# Best enclosure for 4 inch mid drivers



## Jason Schultz (Jul 31, 2007)

Ok so I've now got two pairs of TB W4 616s Drivers which I would like to use from 300 to 3000 Hz. I'm not sure which type of enclosure would sound best. for these. (using 2nd order Linkwitz Riley high pass)
1/ Sealed enclosure at Q 7.07 yeilds an F3 of 160 Hz
2/ Vented design tuned at a QB3 alignment Fb is 78hz.

What I'm thinking is a sealed design can accommodate more damping material in the enclosure (less resonance) but the F3 is less than an octave from xo, which is not recommended ( Any one Know why?) and a vented design will produce port resonance in the mid band but it may be easier to high pass here and perform more strongly in the 300 Hz region. Do any of you experts out there have any opinions about enclosure in this situation?

PS: TB drivers look good quality and sound clean right out the box 
:jiggy:


----------



## Bill Fitzmaurice (Jun 14, 2008)

Jason Schultz said:


> the F3 is less than an octave from xo, which is not recommended ( Any one Know why?)
> :jiggy:


That caveat applies to tweeters. With mids don't worry about it. The only reason to go VB is if you need the output of the vent within the passband, or if a sealed alignment has too high a Q for flat response within the passband. If that's not the case go sealed.


----------



## Jason Schultz (Jul 31, 2007)

Thanks for the advice bill. Sealed is so much easier. Can i push my luck here and ask you another question about driver configuration.

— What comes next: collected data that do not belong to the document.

PR #7064, opened 2024-08-13
CBG-4121 improve logging for jwts

torcolvin:
- log client name if there is a validation error instead of %v
- don't log token in the case of error
- log identity with UD(%+v) which shows the values of the keys

Verified by eye in unit tests.

### DIFF
--- a/auth/oidc.go
+++ b/auth/oidc.go
@@ -418,7 +418,7 @@ func getJWTUsername(provider JWTConfigCommon, identity *Identity) (username stri
 	if provider.UsernameClaim != "" {
 		value, ok := identity.Claims[provider.UsernameClaim]
 		if !ok {
-			return "", base.RedactErrorf("jwt: specified claim %q not found in id_token, identity: %+v", base.UD(provider.UsernameClaim), base.UD(identity))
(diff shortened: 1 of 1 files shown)


auth/oidc.go
```diff
@@ -418,7 +418,7 @@ func getJWTUsername(provider JWTConfigCommon, identity *Identity) (username stri
 	if provider.UsernameClaim != "" {
 		value, ok := identity.Claims[provider.UsernameClaim]
 		if !ok {
-			return "", fmt.Errorf("jwt: specified claim %q not found in id_token, identity: %v", provider.UsernameClaim, identity)
+			return "", base.RedactErrorf("jwt: specified claim %q not found in id_token, identity: %+v", base.UD(provider.UsernameClaim), base.UD(identity))
```
bbrks: `provider.UsernameClaim` isn't user data, it's a key name defined in OIDC provider config, rather than the value sent by the client.

```suggestion
			return "", base.RedactErrorf("jwt: specified claim %q not found in id_token, identity: %+v", provider.UsernameClaim, base.UD(identity))
```

bbrks (changes requested):
One nit, otherwise looks good

bbrks (approved):

PR #268, opened 2014-12-18
Jquery plugin

jbeezley:
This is a redesigned version of the jquery widget that is has been part of tangelo.  I'm putting up this PR to collect comments on the API.  Only the basics are implemented at the moment, but you can take it for a spin locally.  `npm install && grunt serve`.  Then go to [http://localhost:8082/examples/jquery-plugin/](http://localhost:8082/examples/jquery-plugin/) for an example.  Also try the docs at [http://localhost:8082/apidocs/$.fn.geojsMap.html](http://localhost:8082/apidocs/$.fn.geojsMap.html), but ignore the mess on the right side of the page.


jbeezley:
For posterity, the planned option object will look something like this:

```javascript
{
  data: [],
  layers: [
    {
      renderer: "...",
      features: [
        {
          type: "...",
          size: ...,
          position: ...,
          fillColor: ...,
          // etc.
        }
      ]
    }
  ]
}
```

Possibly add names to features/layers and provide a mechanism for feature specific data.

aashish24:
:+1: we will touch base on this soon. Thanks,

jbeezley:
This is nearly done.  I just need to put back in the auto color and size scaling.   The diff looks especially large because:
  1.  I merged in the `event-updates` branch which should go into master soon
  2.  I renamed registered names of renderers from `vglRenderer` to `vgl` and `d3Renderer` to `d3`.  The  `{renderer: 'vglRenderer'}` API was overly verbose.
  3.  I updated jsdoc which now properly supports documenting class hierarchies.  As a result, I added `@extends` tags all over the place.  The API documentation is actually starting to fill out now.

jbeezley:
@jeffbaumes PTAL.  The interface is now what we discussed.  For the data array, I decided to do a search:
  1. Use `data` inside the feature specification
  2. Use `data` inside the layer specification
  3. Use `data` provided in the plugin options
  4. Use `[]`

The features and styles aren't documented terribly well, but I hope to address that in #295.

aashish24:
@jbeezley I will do a detailed review of this today since it has lot of changes, it may take some time. It would be great if @jeffbaumes can give his thumbs up as well.

examples/animation.html
```diff
@@ -168,7 +168,7 @@
 
         // Load image to be used for drawing dots
         var layer = animatedLayer({
-            'renderer' : 'vglRenderer',
+            'renderer' : 'vgl',
```
aashish24: +1

examples/features.html
```diff
@@ -132,7 +132,7 @@
                         center : [0, 0]},
           myMap = geo.map(mapOptions),
           layer = myMap.createLayer('osm'),
-          d3Layer = myMap.createLayer('feature', {'renderer': 'd3Renderer'}),
+          d3Layer = myMap.createLayer('feature', {'renderer': 'd'}),
```
aashish24: d3?

jbeezley: Yup, good catch.

jbeezley:
@aashish24 I fixed the typo in the example.  Also, this branch depends on #285, so the actual diff here is [here](https://github.com/OpenGeoscience/geojs/compare/event-updates...jquery-plugin).  It is big, but most of the changes are related to documentation and renderer renaming.

jbeezley:
Rebased on master.

aashish24:
thanks. LGMT :+1:

PR #278, opened 2015-01-05
A basic legend implementation

jbeezley:
This is a basic implementation of a legend for categorical features.  See: http://opengeoscience.github.io/geojs/examples/legend/


aashish24:
:nice: will review this branch tomorrow

src/ui/legendWidget.js
```diff
@@ -0,0 +1,261 @@
...
+   * rectangle.
+   *
+   * @param {object[]?} categories The categories to display
+   */
+  //////////////////////////////////////////////////////////////////////////////
+  this.categories = function (arg) {
+    if (arg === undefined) {
+      return m_categories.slice();
+    }
+    m_categories = arg.slice().map(function (d) {
```
aashish24: should we think about slicing for other mappings as well?

src/ui/legendWidget.js
```diff
@@ -0,0 +1,261 @@
...
+      .attr('dy', '0.3em')
+      .text(function (d) {
+        return d.name;
+      });
+
+    return m_this;
+  };
+
+  //////////////////////////////////////////////////////////////////////////////
+  /**
```
aashish24: this is awesome. ..at some point we have to get this information from a look up table (once we get it from the cinema). Also, we may have to support gradients but all that could be done later (or may be in a derived class).

aashish24:
LGTM :100:

Issue #57, opened 2014-04-16
Clamp north and south, wrap around east and west


jeffbaumes:
So you never see white boundaries.

jbeezley:
Tile wrapping included as part of #410.

PR #283, opened 2015-01-06
Restricting panning to valid map regions

jbeezley:
This addresses the clamping part of #57.

### DIFF
--- a/src/core/map.js
+++ b/src/core/map.js
@@ -800,6 +800,10 @@ geo.map = function (arg) {
    */
   ////////////////////////////////////////////////////////////////////////////
   this._updateBounds = function () {
+    if (!m_this.baseLayer()) {
+      m_bounds = {};
+      return;
+    }
     m_bounds.lowerLeft = m_this.displayToGcs({
       x: 0,
       y: m_height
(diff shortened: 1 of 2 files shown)


jbeezley:
Yes, I was going to mention that.  The zoom behavior is difficult to manage because it is doing some panning internally.  What I have done allows the zoom to subvert the clamping.  To clamp on zoom as well would require making some fairly drastic changes to the renderer.  I'm hesitant to put in too much effort there because it will touch the same code that @aashish24 has been working on in the gl renderer.

With that said, I thought about adding a bounce back effect (like an over-damped spring) that could both provide some user feedback about hitting the edge and allow me to do the clamping after the renderer performs the zoom.

I guess I need to know to what extent does the current behavior inhibit user experience?  Is it okay for now or do I need to fix it before merging?

jeffbaumes:
I'd say to put the damping in for this because without it I don't really think the feature of restricting the view to just the world bounds (which I believe is what people want) is truly implemented. Some of the current allowed map states as implemented (like only being able to pan one direction) are unintuitive.

jbeezley:
Issue moved to #285.

PR #286, opened 2015-01-13
Add polygon feature to geojs

aashish24:


aashish24:
@jbeezley as discussed, please add support in d3 and fix issues such as download of the external library as the build time

src/gl/polygonFeature.js
```diff
@@ -0,0 +1,335 @@
...
+        intIndex += 1;
+      });
+
+      //console.log("extRing ", extRing);
+      //console.log("result", PolyK.Triangulate(extRing));
+      triangList = triangulator.triangulate_polygon(extRing);
+      newTriangList = [];
+
+      triangList.forEach(function (newIndices) {
+        newTriangList = newTriangList.concat(newIndices);
```
jbeezley: I think the following might be faster:
```javascript
Array.prototype.push.apply(newTriangList, newIndices);
```
It extends the array, rather than concatenating into a new array.  Although without preallocation, it is hard to say.

testing/test-cases/selenium-tests/glPolygons/testGlLines.py
```diff
@@ -0,0 +1,37 @@
+#!/usr/bin/env python
+
+import unittest
+
+from selenium_test import FirefoxTest, ChromeTest,\
+    setUpModule, tearDownModule
+
+
+class glLinesBase(object):
+    testCase = ('glLines',)
```
jbeezley: I'll have to update the names in the file when I generate the screenshots.

jbeezley:
Looks good.  I'll work on fixing the tests tomorrow.

src/gl/polygonFeature.js
jbeezley: Yup looks like push is about 10x faster for this use case.  http://jsperf.com/jb-concat-vs-push

PR #295, opened 2015-01-18
[WIP] Refactoring the feature style/attribute API

jbeezley:
As we add more complicated feature types to GeoJS, it is becoming clear that the current way we are handling style accessors is unmaintainable.  This PR is refactoring concept that should have relatively low impact on the user-facing API, but will make development and maintenance of features much easier.  I believe it will also speed up the rendering (for gl in particular) because it eliminates most of the array copy operations occurring at render time.

The idea here is that methods involving data dependent accessors (i.e. `point.position`, `polygon.polygon`, `feature.style`) will be generated and bound to subclasses via a "property" interface.  For example, `geo.point` would define its `position` method during construction as follows:
```javascript
this._property(
  'position',   // The public method name
  'position',   // The internal storage name
  'coordinate', // The value type
  {x: 0, y: 0}  // The default value
);
```
This would do several things:
1. Create a public `this.position` getter/setter
2. Create an empty internal array `m_property.position`
3. Generate api documentation

There is one breaking change that I want to make.  Accessors will no longer be called lazily at render time; instead they will applied immediately when given and the output from each accessor cached internally in the `m_property` object.  The base feature class should be smart enough to know when to do this in most cases, and it can do so efficiently by only updating the components that changed.  The benefits of this become even more apparent with classes containing subfeatures (such as polygon -> edges/holes -> positions) for which I'm creating a `container` property type (an accessor that returns the datum for a subfeature).

I'm still fleshing out the details, but I wanted to give heads up for anyone interested providing feedback.


aashish24:
@jbeezley seems like a good idea. But let's talk more about it sometime soon.

jeffbaumes:
Even though I am not to familiar with the prior code, this seems a step in the right direction. I see right now this adds a net of over 250 LOC. But will this common property code end us saving us complexity and LOC in the long run?

jbeezley:
It will save major sections of duplicated code in the feature subclasses.  For example, every feature subclass has loops like [this](https://github.com/OpenGeoscience/geojs/blob/master/src/gl/polygonFeature.js#L118) that is responsible for evaluating the style accessors.  The 68 LOC for that loop will go away as well as a similar loop that I would have to write for the d3 version of the polygonFeature.

These loops have also been a major source of bugs, which are hard to test for because they require evaluating them in selenium and comparing screenshots.  By abstracting out the renderer, I can make jasmine tests that will execute in phantomjs.

jeffbaumes:
That loop does indeed look ugly, and I can see how you would need similar loops in several places. From my point of view, carry on!

aashish24:
we may not be able to get rid of the loop in the polygon feature as it does triagulization and for that it has to create a separate data structure.

jbeezley:
For that, I have the `setter` argument where the class can inject custom code into the loop.  I originally put that in to handle flattening objects into arrays as required for GL, but it can be used for triangularization, too.

aashish24:
Closing this one until we get back to it.

PR #299, opened 2015-01-29
Bounds clamping on zoom and pan

jbeezley:
This PR adds proper bounds clamping to the map navigation.  The clamping is enforced on pan, zoom, and resize.  This behavior can be disabled by setting the map option `clampBounds` to `false`.

Depends on #285.  See [here](https://github.com/OpenGeoscience/geojs/compare/event-updates...bounds-clamping) for changes added by this PR.

### DIFF
--- a/src/core/map.js
+++ b/src/core/map.js
@@ -39,7 +39,8 @@ geo.map = function (arg) {
       m_transition = null,
       m_queuedTransition = null,
       m_clock = null,
-      m_bounds = {};
+      m_bounds = {},
+      m_zoomCallback = null;
 
 
   arg.center = geo.util.normalizeCoordinates(arg.center);
@@ -134,6 +135,9 @@ geo.map = function (arg) {
     });
 
     m_this.modified();
+    if (m_zoomCallback) {
+      m_zoomCallback();
+    }
     return m_this;
   };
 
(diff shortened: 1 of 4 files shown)


jeffbaumes:
Do you have a live link for (lazy) me to try out this change?

jbeezley:
[http://192.168.30.129:8083/examples/osm/](http://192.168.30.129:8083/examples/osm/)

jbeezley:
Rebased on master.

jeffbaumes:
Nearly works. The edge case I'm seeing is that the initial load (on a large screen) seems to allow the map to be out of bounds, which gets fixed after the first interaction. This may be a bit tricky to solve, since you will need to resolve this by finding the nearest "good" view based on the user's initial request, which may involve a pan and possibly a zoom if the zoom level requested is too zoomed-out to fill the viewport.

jbeezley:
I tried to handle that... I'll take another look at it.  :weary:

jbeezley:
@jeffbaumes Try it again.  I think I got it this time. :pray:

jeffbaumes:
Huzzah! Seems to be working for me. Can't really speak to implementation details but the result LGTM.

jbeezley:
Great!  Thanks for the QA.

aashish24:
LGTM :+1:

PR #302, opened 2015-02-03
Fixing exit methods so deleted features get garbage collected

jbeezley:
Note, I made `geo.map`'s exit method public because it attaches itself to `window.resize` and won't go out of scope unless the user explicitly deletes it.


src/core/init.js
```diff
@@ -11,37 +11,22 @@ geo.fileReaders = {};
...
-//////////////////////////////////////////////////////////////////////////////
-/**
- * Convenient function to get size of an object
- *
- * @param {object} obj
- * @returns {number} *
- */
-//////////////////////////////////////////////////////////////////////////////
-Object.size = function (obj) { // jshint ignore: line
+geo.inherit.func = function () {
```
aashish24: Do we not use Object.size ?

jbeezley: No, we don't.  But also 1. this is probably a bad idea in general, and 2. this is defined in vgl init anyway.

aashish24: Curious. Why you think its bad. JS supposed be extended. A similar code is suggested here: http://stackoverflow.com/questions/5223/length-of-a-javascript-object-that-is-associative-array

jbeezley: [Mozilla](https://developer.mozilla.org/en-US/docs/Web/JavaScript/Guide/Inheritance_and_the_prototype_chain#Bad_practice.3A_Extension_of_native_prototypes) says so.  I suppose people can argue for it, but I don't like it, especially for a common method name like `size`.  Collisions between libraries for things like this would be a nightmare to debug.

jbeezley: I just noticed that this a static method on Object.  In that case, it isn't so bad as the stackoverflow answer mentions.  Still though, I would rather minimize the global footprint.

src/core/renderer.js
```diff
@@ -200,23 +200,6 @@ geo.renderer = function (arg) {
   this._render = function () {
   };
 
-  ////////////////////////////////////////////////////////////////////////////
-  /**
-   * Exit
-   */
-  ////////////////////////////////////////////////////////////////////////////
-  this._exit = function () {
```
aashish24: why not we keep the _exit API on the renderer and use it for the purpose of cleaning up and call it from the deleteCache? Also, having this API is consistent with the rest of the objects.

src/core/renderer.js
```diff
@@ -200,23 +200,6 @@ geo.renderer = function (arg) {
...
-  };
-
-  ////////////////////////////////////////////////////////////////////////////
-  /**
-   * Connect mouse events to the map layer
-   */
-  ////////////////////////////////////////////////////////////////////////////
-  this._connectMouseEvents = function () {
-
-  };
```
aashish24: +1

src/core/init.js
aashish24: Right. For others, after our discussions we think that extending base objects may not be as bad (the JS community has different opinions on this) but we will avoid doing so as much as possible and if we do, we will use underscore to mark it special. Also, we discussed about using underscore library in the future which I think is a low priority for now.

src/core/map.js
```diff
@@ -527,12 +526,15 @@ geo.map = function (arg) {
...
+    m_this.node().off(".geo");
+    $(window).off("resize", resizeSelf);
+    s_exit();
   };
 
   this._init(arg);
 
   // set up drag/drop handling
-  this.node().on("dragover", function (e) {
+  this.node().on("dragover.geo", function (e) {
```
aashish24: geo.dragover? I thought we prefix geo.

aashish24:
Mostly looks good. Just curious about geo suffix (vs prefix).

src/core/map.js
jbeezley: This is how jquery namespaces events.  `geo.dragover` would mean event `geo` with namespace `dragover`.  I changed our event names a while back to use [underscores](https://github.com/OpenGeoscience/geojs/blob/master/src/core/event.js#L49) to avoid the confusion.

jbeezley:
@aashish24 Merged in master and fixed a couple of small conflicts.

PR #303, opened 2015-02-04
Added names to sources.

manthey:
Also, pass a 'dynamicDraw' option to the mapper.

This isn't very useful without the companion changes to vgl.  It should do nothing without them.


src/gl/pointFeature.js
```diff
@@ -279,34 +280,34 @@ geo.gl.pointFeature = function (arg) {
     }
 
     sourcePositions.pushBack(buffers.get("pos"));
-    geom.addSource(sourcePositions);
+    geom.addSource(sourcePositions, "pos");
```
aashish24: @manthey can we do this instead: 

sourcePositions = vgl.sourceDataP3fv("pos") 

Basically at the time of the creation of source array, we pass an argument. If not then internally we should create a name for it (using may be time of the creation)? I think this might be better.

src/gl/pointFeature.js
```diff
@@ -318,6 +319,20 @@ geo.gl.pointFeature = function (arg) {
 
   ////////////////////////////////////////////////////////////////////////////
   /**
+   * Return mapper where actor gets it behavior and data
+   *
+   * @returns {vgl.mapper}
+   */
+  ////////////////////////////////////////////////////////////////////////////
+  this.mapper = function () {
```
aashish24: Its probably better if we return actors (as then we can move that API in a common GL class). This would be because a feature like graph may have more than one actor. Also, in the future it is possible that point feature will split the data into many actors (for performance reasons). 

this.actors = function() {
return [m_actor]; 
}

What you think of it? 

Thanks for pushing these changes.

src/gl/pointFeature.js
manthey: @aashish24 I've pushed a change to vgl and to here that allows passing additional arguments to all the sources.  I'm happy to change it if you'd rather have something different.

src/gl/pointFeature.js
manthey: Changed.

jbeezley:
I like the latest changes, I'll try to pull some of this into a `geo.gl.feature` class with my property refactor.  We should merge vgl first to fix the SHA.  For that, I'll defer to @aashish24.

aashish24:
thanks for considering the suggestions. Loosk good to me :+1:

PR #304, opened 2015-02-05
Report the number of vertices used per point.

manthey:
Report the number of vertices used per point so that the internal use can be abstracted.


aashish24:
LGTM I believe 5bba24fabe460807bc8f66c1e250aafd031b1691 VGL sha now points to master?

I wanted to build an MTM but the center to center spacing is going to be about double the wavlength at 3k. So would a TMM arrangment be better, or have both mids adjacent to each other horizontally with tweeter on top?
thanks in advance 
Jason


----------



## Bill Fitzmaurice (Jun 14, 2008)

Jason Schultz said:


> I wanted to build an MTM but the center to center spacing is going to be about double the wavlength at 3k.
> Jason


Even Joe D'Appolito doesn't concern himself with 1 wavelength CTC midbass spacing on an MTM. That's only a necessity if the MTM is being used as a center layed on its side.


----------



## Jason Schultz (Jul 31, 2007)

aaah . music to my ears thanks Bill


----------